Je vous sens tournant comme un lion en cage ou un gamin un mercredi pluvieux : "qu'est-ce que je peux faire, j'sais pas quoi faire ?"
Bandes de petits sacripans ? Regardez donc un peu autour de vous. Non pas si loin, là, sur votre bureau. Au dessus. Vos étagères. Vos placards. Ne faites pas croire que tout cela ne déborde pas d'un fratras sans nom !
Allez, première mesure : #OccupyMesEtageres ! Voici un plan d'action simple et efficace dont l'ampleur va peut-être vous surprendre.
Commencez par vous équiper de quelques outils simples : chiffon, spray pour les meubles. Videz vos étagères de tous leurs livres, CDs, DVDs, blu-Ray, jeux vidéo (on résumera sous le terme d'ouvrage, pour la suite) et profitez-en pour faire les poussières. Maintenant que c'est propre, contemplez la pile au pied des étagères.
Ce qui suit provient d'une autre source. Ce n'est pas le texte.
PR #747, opened 2017-09-25
	feat(UIForms): ListView widget

jsomsanith:
*WARNING*: This is only on UIForms, not the current forms
1. No ListView widget
2. ListView component doesn't support multiple instance in the DOM because of ideas on checkboxes.

1. Migrate it
2. Introduce optional id on component props to alter the checkboxes ids. With no id, the component acts like today to ensure having the same ids to not break QA.

Missing feature (?) :
* formContext.handleAction. Seems not to work and not to be used
* disabled --> on chexkboxes. Not present in current form widget, needed ?


packages/forms/src/UIForm/fields/ListView/ListView.component.test.js
```diff
@@ -0,0 +1,285 @@
...
+		};
+	});
+
+	describe('render', () => {
+		it('should render ListView', () => {
+			// when
+			const wrapper = shallow(<ListView {...props} />);
+
+			// then
+			expect(wrapper.node).toMatchSnapshot();
```
jmfrancois: please use wrapper.getNode

packages/forms/src/UIForm/fields/ListView/ListView.component.test.js
```diff
@@ -0,0 +1,285 @@
...
+			const instance = ReactDOM.render(<ListView {...props} />, node);
+			expect(instance.state).toMatchSnapshot();
+
+			const allValues = props.schema.titleMap.map(option => option.value);
+
+			// when : trigger a props update
+			ReactDOM.render(<ListView {...props} value={allValues} />, node);
+
+			// then
+			expect(instance.state).toMatchSnapshot();
```
jmfrancois: This too hard to check if this tests is working.
Please find a better way to make this assertion.
I don't see why instance should have changed here, I must read both snapshots.
May be you should check previous state and next state ?

packages/forms/src/UIForm/fields/ListView/ListView.component.test.js
```diff
@@ -0,0 +1,285 @@
...
+
+			// when : trigger a props update
+			ReactDOM.render(<ListView
+				{...props}
+				schema={alternativeSchema}
+				value={allValues}
+			/>, node);
+
+			// then
+			expect(instance.state).toMatchSnapshot();
```
jmfrancois: same here

packages/forms/src/UIForm/fields/ListView/ListView.component.test.js
```diff
@@ -0,0 +1,285 @@
...
+			// given
+			const wrapper = mount(<ListView {...props} />);
+			const initialHeader = wrapper.find('.tc-listview-header').at(0);
+			expect(initialHeader.node).toMatchSnapshot();
+
+			// when
+			initialHeader.find('button').at(0).simulate('click');
+
+			// then
+			expect(wrapper.find('.tc-listview-header').at(0).node).toMatchSnapshot();
```
jmfrancois: snapshots doesn't test anything here.
please try to select the item which is the search button and make it equal 'found'

packages/forms/src/UIForm/fields/ListView/ListView.component.test.js
```diff
@@ -0,0 +1,285 @@
...
+
+		it('should filter items on input change', () => {
+			// given
+			const wrapper = mount(<ListView {...props} />);
+
+			// when
+			filter(wrapper, 'ia');
+
+			// then
+			expect(wrapper.find('.tc-listview-items').at(0).node).toMatchSnapshot();
```
jmfrancois: snapshots doesn't test anything here.

packages/forms/src/UIForm/fields/ListView/ListView.component.test.js
```diff
@@ -0,0 +1,285 @@
...
+
+		it('should show no result message', () => {
+			// given
+			const wrapper = mount(<ListView {...props} />);
+
+			// when
+			filter(wrapper, 'lol');
+
+			// then
+			expect(wrapper.find('.tc-listview').at(0).node).toMatchSnapshot();
```
jmfrancois: same, find the no result message

packages/forms/src/UIForm/fields/ListView/ListView.component.test.js
jsomsanith: I disagree
* The first snapshot set the initial state with a label
* The second one set the next state with the input

The 2 snapshots define the test `should switch to input mode on search button click`

packages/forms/src/UIForm/fields/ListView/ListView.component.test.js
jsomsanith: Snapshots test that the suggestions in DOM are filtered. If I break the filter, the snapshot will add 2 more values in items list

packages/forms/src/UIForm/fields/ListView/ListView.component.js
```diff
@@ -0,0 +1,222 @@
...
+		this.props.onFinish(event, payload);
+	}
+
+	/**
+	 * Search input change
+	 * @param { Object } event The change event
+	 * @param { Array } value
+	 */
+	onInputChange(event, { value }) {
+		if (this.timerSearch) {
```
ncomont: You could delete this test. `clearTimeout(undefined);` is not a problem, so this method could be simplified : 

```javascript
clearTimeout(this.timerSearch);
this.timerSearch = setTimeout(() => {
	this.setState(getItemsProps(this.state.items, value));
}, 400);
```

packages/forms/src/UIForm/fields/ListView/ListView.component.js
```diff
@@ -0,0 +1,222 @@
...
+			this.timerSearch = null;
+		}, 400);
+	}
+
+	/**
+	 * Search input ENTER/ESC management
+	 * @param { Object } event The keydown event
+	 */
+	onInputKeyDown(event) {
+		if (event.keyCode === keycode('enter')) {
```
ncomont: A `switch/case` or an `else if` could be more efficient here.

packages/forms/src/UIForm/fields/ListView/ListView.component.js
```diff
@@ -0,0 +1,222 @@
...
+			);
+		} else if (this.state.toggleAllChecked) {
+			// User uncheck all items
+			checkedItems = [];
+		} else {
+			// User check all items
+			checkedItems = this.state.items;
+		}
+
+		const value = checkedItems.map(item => item.value);
```
ncomont: Useless assignation

packages/components/src/ListView/Items/Items.component.js
```diff
@@ -99,7 +99,10 @@ class Items extends React.PureComponent {
 	}
 
 	renderItem(item, index) {
-		const computedIndex = this.hasToggleAll ? index + 1 : index;
+		let computedIndex = this.hasToggleAll ? index + 1 : index;
```
acateland: i think this is really hight on id collision chance, even with `item` appended, i would not allow to render an id if the component user didn't provide an prefix or postfix id fragment

packages/forms/src/UIForm/fields/ListView/ListView.utils.js
```diff
@@ -0,0 +1,71 @@
...
+/**
+ * Update the check status of the list items
+ * @param { Array } items The listView items
+ * @param { Array } value The listView value
+ * @param { string } searchCriteria The filter criteria
+ * @returns { Object } The items related state
+ */
+export function updateItems(items, value, searchCriteria) {
+	function updateChecked(item) {
+		const checked = value.indexOf(item.value) !== -1;
```
ncomont: You could use `includes()` here.

packages/forms/src/UIForm/utils/widgets.js
```diff
@@ -24,21 +25,24 @@ const widgets = {
...
 	select: Select,
 	submit: Button,
 	text: Text,
 	textarea: TextArea,
+
+	// widgets
+	buttons: Buttons,
+	checkboxes: CheckBoxes,
+	datalist: Datalist,
+  keyValue: KeyValue,
```
ncomont: oops

packages/forms/src/UIForm/fields/ListView/ListView.component.js
```diff
@@ -0,0 +1,222 @@
...
+
+		this.defaultHeaderActions = [
+			{
+				icon: 'talend-search',
+				id: `${props.id}-search`,
+				label: 'Search for specific values',
+				onClick: this.switchToSearchMode.bind(this),
+			},
+		];
+		this.searchHeaderActions = [
```
acateland: defaultSearchHeaderActions maybe ?

packages/forms/src/UIForm/fields/ListView/ListView.component.js
```diff
@@ -0,0 +1,222 @@
...
+	}
+
+	/**
+	 * Toggle an item
+	 * @param { Object } event The toggle event
+	 * @param { Object } changedItem The item to toggle
+	 */
+	onToggleItem(event, changedItem) {
+		const value = this.state.items
+			.filter((item) => {
```
acateland: if im not mistaken only element is affected each time, a find will be faster in this case, since its stop iterrating once the value is found.

packages/forms/src/UIForm/fields/ListView/ListView.component.js
jsomsanith: For only 2 cases without any default, I'll use `else if`

packages/forms/src/UIForm/fields/ListView/ListView.component.js
jsomsanith:
```
this.onChange(event, checkedItems.map(item => item.value));
```
is much more hard to read than
```
const value = checkedItems.map(item => item.value);
this.onChange(event, value);
```

packages/forms/src/UIForm/utils/widgets.js
jsomsanith: oops :)

packages/forms/src/UIForm/fields/ListView/ListView.component.js
jsomsanith: No this rebuild the new value, so we have to iterate over all values
It's just that if we toggle item X, we need to test the reverse checked value to know if it is in the values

Séparez en deux parties : d'un côté, les ouvrages que vous avez déjà lu/vu/terminé, de l'autre côté, tout ce qui est en attente.
Bien. Occupons-nous du tas "en attente". Je vous parie que vous avez de quoi vous occuper tout un mois : gardez ça au chaud et à portée de main. Le programme de vos prochaines soirées est tout trouvé.
Et l'autre pile, alors ? Celle des ouvrages finis ? D'abord, demandez-vous si vous avez besoin ou envie de garder tout ça. Avez-vous encore un ordi ou une console capable de faire tourner ce jeu ? Avez-vous envie de revoir ce film ou de faire découvrir à quelqu'un ce bouquin ? Considérez bien le volume de la pile "en attente" en réfléchissant à ces questions. Votre temps n'est pas extensible. En avez-vous suffisamment pour en consacrer à cet ouvrage que vous avez déjà parcouru ? Ou au moins, avez-vous envie de prêter cet ouvrage pour qu'un de vos amis passe du bon temps et que vous en discutiez ensemble ? Si la réponse est "non" aux deux questions, soyez fort : commencez une troisième pile de choses "à vendre". Si au contraire vous avez envie de garder cet ouvrage, et bien, vous n'avez plus qu'à regarnir vos étagères.
Plusieurs méthodes s'offrent alors à vous : le classement alphabétique, bien ordonné, qui vous permettra de sortir LE disque en quelques secondes, l'alignement en fonction de la taille ou de la couleur si l'esthétique prime avant tout, ou au contraire, le rangement un peu foutraque, qui vous permettra de retrouver des surprises de temps à autres.
Voila de quoi vous occuper. Et si ça ne vous prend qu'une heure ou deux, et bien, chapeau, vous êtes bien meilleurs que moi !



Commentaires
Pour le tas de livres finis, je n'aurais pas eu l'idée les revendre, je ne dois pas vraiment vivre avec mon temps, je suppose. J'ai fait il y a quelque temps un (gros) carton de tous les livres que j'ai maintenant en format numérique et que je ne rouvrirai donc pas, mais la bibliothèque n'en a pas voulu. On va peut-être tenter la maison d'arrêt pas loin, mais j'aime aussi beaucoup l'idée de les "libérer", cf: http://www.bookcrossing.com. J'imagine que dans un coin touristique comme ici, ça doit pas trop mal fonctionner.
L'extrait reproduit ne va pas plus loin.